■ What needs to be done: In the entries below, find the line with "boolean | undefined;" and the line with "readonly legalType: FormationLegalType;". Reproduce those two lines and every line between them exactly, and nothing more.

▼▼▼

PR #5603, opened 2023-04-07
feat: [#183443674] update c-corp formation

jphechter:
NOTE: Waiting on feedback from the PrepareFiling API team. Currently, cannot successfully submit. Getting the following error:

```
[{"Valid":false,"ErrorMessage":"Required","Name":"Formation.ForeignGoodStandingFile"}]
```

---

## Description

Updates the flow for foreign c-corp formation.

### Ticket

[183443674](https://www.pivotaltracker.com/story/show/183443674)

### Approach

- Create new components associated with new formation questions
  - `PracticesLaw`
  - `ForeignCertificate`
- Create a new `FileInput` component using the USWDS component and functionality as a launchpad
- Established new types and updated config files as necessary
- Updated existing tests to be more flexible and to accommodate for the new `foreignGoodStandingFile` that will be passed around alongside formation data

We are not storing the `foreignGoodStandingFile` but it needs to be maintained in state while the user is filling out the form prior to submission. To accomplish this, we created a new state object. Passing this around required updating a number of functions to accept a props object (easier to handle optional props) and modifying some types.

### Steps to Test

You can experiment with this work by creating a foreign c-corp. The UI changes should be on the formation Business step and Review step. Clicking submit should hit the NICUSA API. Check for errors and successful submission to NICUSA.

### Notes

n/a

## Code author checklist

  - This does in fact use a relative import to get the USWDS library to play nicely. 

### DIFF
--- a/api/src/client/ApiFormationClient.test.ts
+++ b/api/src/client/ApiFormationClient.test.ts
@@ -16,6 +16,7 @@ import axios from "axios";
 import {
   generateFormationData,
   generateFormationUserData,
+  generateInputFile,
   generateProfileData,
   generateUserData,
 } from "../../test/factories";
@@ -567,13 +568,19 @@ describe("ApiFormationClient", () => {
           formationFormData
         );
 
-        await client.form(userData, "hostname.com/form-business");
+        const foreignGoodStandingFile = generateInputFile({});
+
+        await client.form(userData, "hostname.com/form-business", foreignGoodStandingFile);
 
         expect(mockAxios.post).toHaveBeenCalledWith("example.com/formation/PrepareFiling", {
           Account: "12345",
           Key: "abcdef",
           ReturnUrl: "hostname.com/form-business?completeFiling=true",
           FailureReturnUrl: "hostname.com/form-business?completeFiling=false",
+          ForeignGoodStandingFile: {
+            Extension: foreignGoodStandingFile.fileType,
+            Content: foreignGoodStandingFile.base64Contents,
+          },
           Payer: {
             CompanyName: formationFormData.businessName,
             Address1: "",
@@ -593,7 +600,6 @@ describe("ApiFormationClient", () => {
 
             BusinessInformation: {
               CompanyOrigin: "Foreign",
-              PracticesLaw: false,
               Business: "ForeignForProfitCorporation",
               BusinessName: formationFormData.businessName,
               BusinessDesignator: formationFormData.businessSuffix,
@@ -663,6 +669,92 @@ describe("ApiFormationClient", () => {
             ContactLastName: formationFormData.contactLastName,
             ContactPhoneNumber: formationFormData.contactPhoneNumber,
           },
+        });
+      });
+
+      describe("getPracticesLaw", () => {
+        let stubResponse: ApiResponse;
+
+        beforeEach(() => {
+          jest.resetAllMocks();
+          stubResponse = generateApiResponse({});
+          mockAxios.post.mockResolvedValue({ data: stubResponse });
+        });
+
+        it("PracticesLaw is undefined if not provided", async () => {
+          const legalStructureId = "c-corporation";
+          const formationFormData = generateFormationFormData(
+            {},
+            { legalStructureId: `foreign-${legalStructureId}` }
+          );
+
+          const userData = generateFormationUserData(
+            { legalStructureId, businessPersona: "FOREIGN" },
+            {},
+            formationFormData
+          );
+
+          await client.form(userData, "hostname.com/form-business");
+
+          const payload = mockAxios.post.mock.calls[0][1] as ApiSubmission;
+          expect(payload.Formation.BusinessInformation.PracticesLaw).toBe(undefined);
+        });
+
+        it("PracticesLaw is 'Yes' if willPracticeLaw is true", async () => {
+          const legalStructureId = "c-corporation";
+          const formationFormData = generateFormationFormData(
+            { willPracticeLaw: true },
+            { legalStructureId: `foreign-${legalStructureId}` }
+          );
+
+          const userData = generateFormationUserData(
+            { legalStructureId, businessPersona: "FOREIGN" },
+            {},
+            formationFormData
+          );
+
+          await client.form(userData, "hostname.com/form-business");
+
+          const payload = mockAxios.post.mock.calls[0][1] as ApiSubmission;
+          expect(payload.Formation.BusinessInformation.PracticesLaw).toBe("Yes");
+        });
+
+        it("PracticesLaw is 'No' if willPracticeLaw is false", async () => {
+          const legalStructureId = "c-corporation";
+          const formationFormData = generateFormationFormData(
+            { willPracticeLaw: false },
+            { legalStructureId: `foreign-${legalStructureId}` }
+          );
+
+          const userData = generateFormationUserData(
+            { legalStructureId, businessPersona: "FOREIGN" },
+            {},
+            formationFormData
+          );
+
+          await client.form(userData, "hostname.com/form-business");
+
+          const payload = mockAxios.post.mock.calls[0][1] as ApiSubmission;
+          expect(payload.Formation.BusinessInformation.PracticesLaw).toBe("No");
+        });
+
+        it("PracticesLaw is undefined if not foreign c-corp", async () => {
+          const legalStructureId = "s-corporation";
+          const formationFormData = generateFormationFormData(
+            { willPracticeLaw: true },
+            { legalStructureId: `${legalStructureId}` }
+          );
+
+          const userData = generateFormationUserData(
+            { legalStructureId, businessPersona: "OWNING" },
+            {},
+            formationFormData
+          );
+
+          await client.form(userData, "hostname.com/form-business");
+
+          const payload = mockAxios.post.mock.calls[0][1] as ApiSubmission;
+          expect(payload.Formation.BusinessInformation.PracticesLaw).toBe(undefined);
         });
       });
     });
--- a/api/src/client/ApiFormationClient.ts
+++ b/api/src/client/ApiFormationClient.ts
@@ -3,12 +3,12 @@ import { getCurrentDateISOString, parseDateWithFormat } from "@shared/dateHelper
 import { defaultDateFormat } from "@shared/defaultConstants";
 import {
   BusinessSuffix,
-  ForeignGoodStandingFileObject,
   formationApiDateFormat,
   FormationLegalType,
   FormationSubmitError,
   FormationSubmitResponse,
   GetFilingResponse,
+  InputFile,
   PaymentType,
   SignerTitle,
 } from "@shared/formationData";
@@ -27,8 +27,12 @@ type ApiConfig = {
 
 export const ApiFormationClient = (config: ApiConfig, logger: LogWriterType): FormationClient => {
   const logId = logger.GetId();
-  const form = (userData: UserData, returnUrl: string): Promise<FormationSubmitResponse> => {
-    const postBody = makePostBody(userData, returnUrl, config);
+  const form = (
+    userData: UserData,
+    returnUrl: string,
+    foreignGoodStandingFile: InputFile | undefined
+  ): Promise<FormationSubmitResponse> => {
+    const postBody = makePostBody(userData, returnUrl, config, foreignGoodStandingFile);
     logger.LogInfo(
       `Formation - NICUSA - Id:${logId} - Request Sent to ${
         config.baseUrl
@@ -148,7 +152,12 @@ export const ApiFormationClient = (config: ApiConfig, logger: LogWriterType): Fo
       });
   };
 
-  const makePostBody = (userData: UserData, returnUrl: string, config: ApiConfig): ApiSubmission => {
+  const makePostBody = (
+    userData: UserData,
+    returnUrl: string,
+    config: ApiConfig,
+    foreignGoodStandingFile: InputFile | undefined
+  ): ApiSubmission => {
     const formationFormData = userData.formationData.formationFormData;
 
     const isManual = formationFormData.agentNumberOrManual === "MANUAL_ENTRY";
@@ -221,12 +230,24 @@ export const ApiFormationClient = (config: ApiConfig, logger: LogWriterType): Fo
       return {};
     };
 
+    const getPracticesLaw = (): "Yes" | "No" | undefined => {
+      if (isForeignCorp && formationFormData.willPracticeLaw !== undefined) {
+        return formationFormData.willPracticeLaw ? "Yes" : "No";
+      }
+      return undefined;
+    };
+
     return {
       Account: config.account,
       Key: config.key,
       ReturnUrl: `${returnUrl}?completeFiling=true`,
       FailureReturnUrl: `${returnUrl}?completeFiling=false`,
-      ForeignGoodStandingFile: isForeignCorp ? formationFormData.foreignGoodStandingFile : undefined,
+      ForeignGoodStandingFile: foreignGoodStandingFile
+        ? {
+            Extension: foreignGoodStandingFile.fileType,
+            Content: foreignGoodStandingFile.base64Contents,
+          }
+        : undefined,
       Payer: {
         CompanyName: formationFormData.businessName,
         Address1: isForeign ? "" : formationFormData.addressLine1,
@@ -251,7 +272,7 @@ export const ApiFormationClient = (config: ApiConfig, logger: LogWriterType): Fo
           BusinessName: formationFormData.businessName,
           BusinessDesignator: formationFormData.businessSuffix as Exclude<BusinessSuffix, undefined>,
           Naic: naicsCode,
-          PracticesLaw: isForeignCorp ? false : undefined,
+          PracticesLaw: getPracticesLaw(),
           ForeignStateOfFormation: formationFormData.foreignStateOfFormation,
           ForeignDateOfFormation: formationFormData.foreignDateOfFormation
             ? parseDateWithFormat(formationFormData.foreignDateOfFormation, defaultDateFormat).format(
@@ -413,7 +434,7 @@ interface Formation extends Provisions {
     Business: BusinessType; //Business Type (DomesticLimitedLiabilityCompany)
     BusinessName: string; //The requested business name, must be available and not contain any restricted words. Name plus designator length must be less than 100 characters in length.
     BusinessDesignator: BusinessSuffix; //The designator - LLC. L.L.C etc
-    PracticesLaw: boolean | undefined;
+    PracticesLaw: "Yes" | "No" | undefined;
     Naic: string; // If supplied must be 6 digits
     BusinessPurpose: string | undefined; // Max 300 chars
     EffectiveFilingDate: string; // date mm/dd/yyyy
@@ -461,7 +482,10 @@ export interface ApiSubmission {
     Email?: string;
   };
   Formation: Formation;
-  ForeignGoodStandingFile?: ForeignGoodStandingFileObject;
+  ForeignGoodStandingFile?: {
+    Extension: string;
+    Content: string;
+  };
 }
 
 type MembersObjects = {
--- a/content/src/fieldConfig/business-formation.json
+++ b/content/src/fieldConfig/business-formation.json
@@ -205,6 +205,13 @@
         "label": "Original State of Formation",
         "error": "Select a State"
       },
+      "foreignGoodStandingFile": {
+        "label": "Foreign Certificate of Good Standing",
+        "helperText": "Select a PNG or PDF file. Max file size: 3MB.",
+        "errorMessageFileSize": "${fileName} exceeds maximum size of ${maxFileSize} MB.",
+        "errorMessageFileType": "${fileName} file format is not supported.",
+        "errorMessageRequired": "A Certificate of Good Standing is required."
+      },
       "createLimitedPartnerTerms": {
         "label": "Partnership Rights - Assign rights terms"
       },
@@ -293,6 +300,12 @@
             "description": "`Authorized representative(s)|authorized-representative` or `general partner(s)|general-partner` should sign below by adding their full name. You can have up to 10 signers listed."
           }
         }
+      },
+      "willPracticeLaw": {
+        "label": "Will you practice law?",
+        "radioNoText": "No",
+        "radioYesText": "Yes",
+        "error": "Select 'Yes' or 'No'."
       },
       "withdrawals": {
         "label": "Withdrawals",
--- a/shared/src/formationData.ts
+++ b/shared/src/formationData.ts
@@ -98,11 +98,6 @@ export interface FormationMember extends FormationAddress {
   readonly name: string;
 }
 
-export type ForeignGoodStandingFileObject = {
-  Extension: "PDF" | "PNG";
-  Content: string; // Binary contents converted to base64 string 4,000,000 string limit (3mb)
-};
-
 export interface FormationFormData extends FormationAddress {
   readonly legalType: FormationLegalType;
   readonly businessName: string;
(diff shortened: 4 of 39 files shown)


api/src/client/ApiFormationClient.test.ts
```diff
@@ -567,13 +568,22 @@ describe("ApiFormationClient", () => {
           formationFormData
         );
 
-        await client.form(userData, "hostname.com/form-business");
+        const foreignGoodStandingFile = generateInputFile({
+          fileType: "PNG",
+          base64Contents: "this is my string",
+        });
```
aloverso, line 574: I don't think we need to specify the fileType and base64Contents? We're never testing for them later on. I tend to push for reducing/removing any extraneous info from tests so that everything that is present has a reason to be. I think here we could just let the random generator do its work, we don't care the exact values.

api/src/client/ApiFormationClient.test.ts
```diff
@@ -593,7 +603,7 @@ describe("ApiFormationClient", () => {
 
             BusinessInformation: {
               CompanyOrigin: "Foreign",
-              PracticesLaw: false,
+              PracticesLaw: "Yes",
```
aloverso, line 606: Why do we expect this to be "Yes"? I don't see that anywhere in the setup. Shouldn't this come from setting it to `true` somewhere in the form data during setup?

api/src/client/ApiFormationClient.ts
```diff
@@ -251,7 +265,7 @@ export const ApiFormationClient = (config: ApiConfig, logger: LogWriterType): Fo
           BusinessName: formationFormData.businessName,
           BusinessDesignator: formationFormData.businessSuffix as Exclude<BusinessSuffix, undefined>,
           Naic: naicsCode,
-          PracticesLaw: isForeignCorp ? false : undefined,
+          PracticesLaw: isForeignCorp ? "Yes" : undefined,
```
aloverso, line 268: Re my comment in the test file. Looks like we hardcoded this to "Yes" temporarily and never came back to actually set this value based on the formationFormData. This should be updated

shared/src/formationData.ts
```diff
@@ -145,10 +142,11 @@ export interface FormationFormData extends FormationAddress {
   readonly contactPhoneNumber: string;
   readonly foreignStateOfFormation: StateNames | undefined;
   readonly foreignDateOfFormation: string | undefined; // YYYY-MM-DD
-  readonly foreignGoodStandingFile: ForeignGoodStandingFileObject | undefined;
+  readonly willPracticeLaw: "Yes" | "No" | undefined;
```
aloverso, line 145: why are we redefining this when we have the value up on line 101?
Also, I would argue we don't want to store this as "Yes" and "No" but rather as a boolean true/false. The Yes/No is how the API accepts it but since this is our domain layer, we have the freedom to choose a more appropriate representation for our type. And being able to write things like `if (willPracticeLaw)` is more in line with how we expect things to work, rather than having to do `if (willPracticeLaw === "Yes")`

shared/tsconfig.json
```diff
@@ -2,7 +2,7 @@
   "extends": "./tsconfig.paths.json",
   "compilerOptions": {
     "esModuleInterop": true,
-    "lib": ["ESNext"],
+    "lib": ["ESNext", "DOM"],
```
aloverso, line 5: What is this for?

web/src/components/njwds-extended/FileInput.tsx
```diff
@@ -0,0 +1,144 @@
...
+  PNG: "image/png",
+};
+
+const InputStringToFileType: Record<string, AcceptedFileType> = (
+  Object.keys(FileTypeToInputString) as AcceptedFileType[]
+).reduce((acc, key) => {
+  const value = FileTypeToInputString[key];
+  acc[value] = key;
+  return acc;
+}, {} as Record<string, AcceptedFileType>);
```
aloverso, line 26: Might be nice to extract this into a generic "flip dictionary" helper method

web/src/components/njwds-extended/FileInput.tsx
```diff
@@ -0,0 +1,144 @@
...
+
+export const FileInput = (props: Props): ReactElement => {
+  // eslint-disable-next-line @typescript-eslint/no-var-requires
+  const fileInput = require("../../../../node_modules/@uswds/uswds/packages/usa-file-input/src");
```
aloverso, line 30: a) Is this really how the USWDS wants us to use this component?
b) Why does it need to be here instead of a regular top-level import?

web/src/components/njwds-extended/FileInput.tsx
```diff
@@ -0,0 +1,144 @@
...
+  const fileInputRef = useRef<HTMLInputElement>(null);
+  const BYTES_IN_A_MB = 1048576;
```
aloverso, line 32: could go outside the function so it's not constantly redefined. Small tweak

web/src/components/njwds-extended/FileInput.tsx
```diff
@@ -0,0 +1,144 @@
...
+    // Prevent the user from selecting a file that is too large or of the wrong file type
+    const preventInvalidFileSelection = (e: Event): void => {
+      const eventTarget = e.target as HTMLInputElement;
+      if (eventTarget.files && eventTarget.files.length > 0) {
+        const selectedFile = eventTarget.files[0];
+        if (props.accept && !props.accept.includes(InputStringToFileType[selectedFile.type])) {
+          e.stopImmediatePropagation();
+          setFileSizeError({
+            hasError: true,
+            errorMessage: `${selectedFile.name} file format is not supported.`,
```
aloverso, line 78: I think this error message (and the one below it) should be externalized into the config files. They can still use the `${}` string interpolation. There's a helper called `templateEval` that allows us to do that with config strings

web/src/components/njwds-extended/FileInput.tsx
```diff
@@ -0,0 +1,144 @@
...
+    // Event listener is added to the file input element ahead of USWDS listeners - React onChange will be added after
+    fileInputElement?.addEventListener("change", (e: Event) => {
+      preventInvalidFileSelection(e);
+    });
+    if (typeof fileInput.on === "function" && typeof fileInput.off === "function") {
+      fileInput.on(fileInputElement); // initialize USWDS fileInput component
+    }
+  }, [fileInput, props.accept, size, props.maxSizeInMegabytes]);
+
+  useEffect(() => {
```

▲▲▲

■ Answer below:
-    PracticesLaw: boolean | undefined;
+    PracticesLaw: "Yes" | "No" | undefined;
     Naic: string; // If supplied must be 6 digits
     BusinessPurpose: string | undefined; // Max 300 chars
     EffectiveFilingDate: string; // date mm/dd/yyyy
@@ -461,7 +482,10 @@ export interface ApiSubmission {
     Email?: string;
   };
   Formation: Formation;
-  ForeignGoodStandingFile?: ForeignGoodStandingFileObject;
+  ForeignGoodStandingFile?: {
+    Extension: string;
+    Content: string;
+  };
 }
 
 type MembersObjects = {
--- a/content/src/fieldConfig/business-formation.json
+++ b/content/src/fieldConfig/business-formation.json
@@ -205,6 +205,13 @@
         "label": "Original State of Formation",
         "error": "Select a State"
       },
+      "foreignGoodStandingFile": {
+        "label": "Foreign Certificate of Good Standing",
+        "helperText": "Select a PNG or PDF file. Max file size: 3MB.",
+        "errorMessageFileSize": "${fileName} exceeds maximum size of ${maxFileSize} MB.",
+        "errorMessageFileType": "${fileName} file format is not supported.",
+        "errorMessageRequired": "A Certificate of Good Standing is required."
+      },
       "createLimitedPartnerTerms": {
         "label": "Partnership Rights - Assign rights terms"
       },
@@ -293,6 +300,12 @@
             "description": "`Authorized representative(s)|authorized-representative` or `general partner(s)|general-partner` should sign below by adding their full name. You can have up to 10 signers listed."
           }
         }
+      },
+      "willPracticeLaw": {
+        "label": "Will you practice law?",
+        "radioNoText": "No",
+        "radioYesText": "Yes",
+        "error": "Select 'Yes' or 'No'."
       },
       "withdrawals": {
         "label": "Withdrawals",
--- a/shared/src/formationData.ts
+++ b/shared/src/formationData.ts
@@ -98,11 +98,6 @@ export interface FormationMember extends FormationAddress {
   readonly name: string;
 }
 
-export type ForeignGoodStandingFileObject = {
-  Extension: "PDF" | "PNG";
-  Content: string; // Binary contents converted to base64 string 4,000,000 string limit (3mb)
-};
-
 export interface FormationFormData extends FormationAddress {
   readonly legalType: FormationLegalType;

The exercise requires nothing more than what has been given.